= Salcia Landmann =

Jewish writer

Salcia Landmann, born Salcia Passweg (זלציה לנדמן; 18 November 1911 – 16 May 2002), was a Jewish writer. She was born in Zhovkva, Galicia, and died in St. Gallen, Switzerland. She worked on preserving the Yiddish language, and she wrote the important work Der Jüdische Witz (Jewish Humor). She was one of the founders of the International PEN in Liechtenstein. She had one son, Valentin Landmann, and was married to philosopher Michael Landmann from 1939.

== Life ==
Landmann was born Salcia Passweg in Zhovkva, Galicia in 1911. Her parents Israel and Regina Passweg were from well-off Jewish families. She grew up on her grandparents' estate in Zhovkva until she was six, when her parents moved to St Gallen, where she attended grammar school. She studied in Berlin, Basel and later in Geneva, Paris and Zurich, earning a Magistra artis and a doctoral degree, with a dissertation on phenomenology and ontology and Martin Heidegger.

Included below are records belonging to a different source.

PR #609, opened 2021-02-12
fix: improve logging for file descriptor limits

### LINKED ISSUE #413: Improve error message when hard rlimit for file descriptors is too low
When I run cloud_sql_proxy from my Ubuntu 18.04 VM, it works, but I get this confusing error message every time:

    failed to setup file descriptor limits: failed to set rlimit {&{8500 4096}} for max file descriptors: invalid argument

The root cause of this is that my hard limit for file descriptors available to the process are (for whatever reason) 4096.  In this case, I believe the proxy should try to give the user a more informational error message, rather than trying something that is all but certain to fail, and printing out the inevitable "invalid argument" error.

This is the problem area:
https://github.com/GoogleCloudPlatform/cloudsql-proxy/blob/5f761d7ef539bfe4fb65c6856d439496cddbfcc7/proxy/limits/limits.go#L62-L64

I think it's fine to *try* setting the limit in both ways here, but rather than simply outputting whatever error is returned, in the case where we are pretty darn sure it's going to fail, we should set `rLim.Cur = rLim.Max` and output a more helpful message, like "Warning: Hard limit on file descriptors (4096) is lower than the requested fd_rlimit.  This proxy will only be able to handle ~2048 connections. To hide this warning, please use the fd_rlimit flag to request a limit within the available range."

enocom:
Fixes #413

### DIFF
--- a/proxy/limits/limits.go
+++ b/proxy/limits/limits.go
@@ -66,16 +66,23 @@ func SetupFDLimits(wantFDs uint64) error {
 		rlim2.Max = wantFDs
 		rlim2.Cur = wantFDs
 		if err := syscallSetrlimit(syscall.RLIMIT_NOFILE, rlim2); err == nil {
-			logging.Verbosef("Rlimits for file descriptors set to {%v}", rlim2)
+			logging.Verbosef("Rlimits for file descriptors set to {Current = %v, Max = %v}", rlim2.Cur, rlim2.Max)
 			return nil
 		}
 	}
 
 	rlim.Cur = wantFDs
 	if err := syscallSetrlimit(syscall.RLIMIT_NOFILE, rlim); err != nil {
-		return fmt.Errorf("failed to set rlimit {%v} for max file descriptors: %v", rlim, err)
+		return fmt.Errorf(
+			`failed to set rlimit {Current = %v, Max = %v} for max file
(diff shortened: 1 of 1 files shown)


proxy/limits/limits.go
```diff
@@ -66,16 +66,23 @@ func SetupFDLimits(wantFDs uint64) error {
 		rlim2.Max = wantFDs
 		rlim2.Cur = wantFDs
 		if err := syscallSetrlimit(syscall.RLIMIT_NOFILE, rlim2); err == nil {
-			logging.Verbosef("Rlimits for file descriptors set to {%v}", rlim2)
+			logging.Verbosef("Rlimits for file descriptors set to {Current = %v, Max = %v}", rlim2.Cur, rlim2.Max)
```
Carrotman42, line 69: Optional flyby: consider writing `%+v` instead of `{ ... }`, it has a similar output (https://play.golang.org/p/YLazOI6dGTu)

Landmann worked on preserving the Yiddish language, and she wrote the important work Der Jüdische Witz (Jewish Humor). The book contained more than a thousand Jewish jokes, a foreword by Professor Carlo Schmid and an introduction by Landmann. Landmann also wrote about Jewish cookery from Eastern Europe, and worked as a translator on a number of Yiddish works, including stories by Scholem Alejchem. She wrote numerous newspaper articles, and published anthologies of anecdotes, essays and proverbs documenting Jewish culture.

She was one of the founders of the International PEN in Liechtenstein in 1978.

She had one son, Valentin Landmann, and was married to philosopher Michael Landmann from 1948. She met her husband in Basel, where the couple became friendly with Jean Amery, Ernst Bloch, Max Horkheimer and Martin Buber.

She died in St. Gallen, Switzerland in 2002, at the age of 90. After her death her son donated her archives to the Vadiana Cantonal Library in St. Gallen.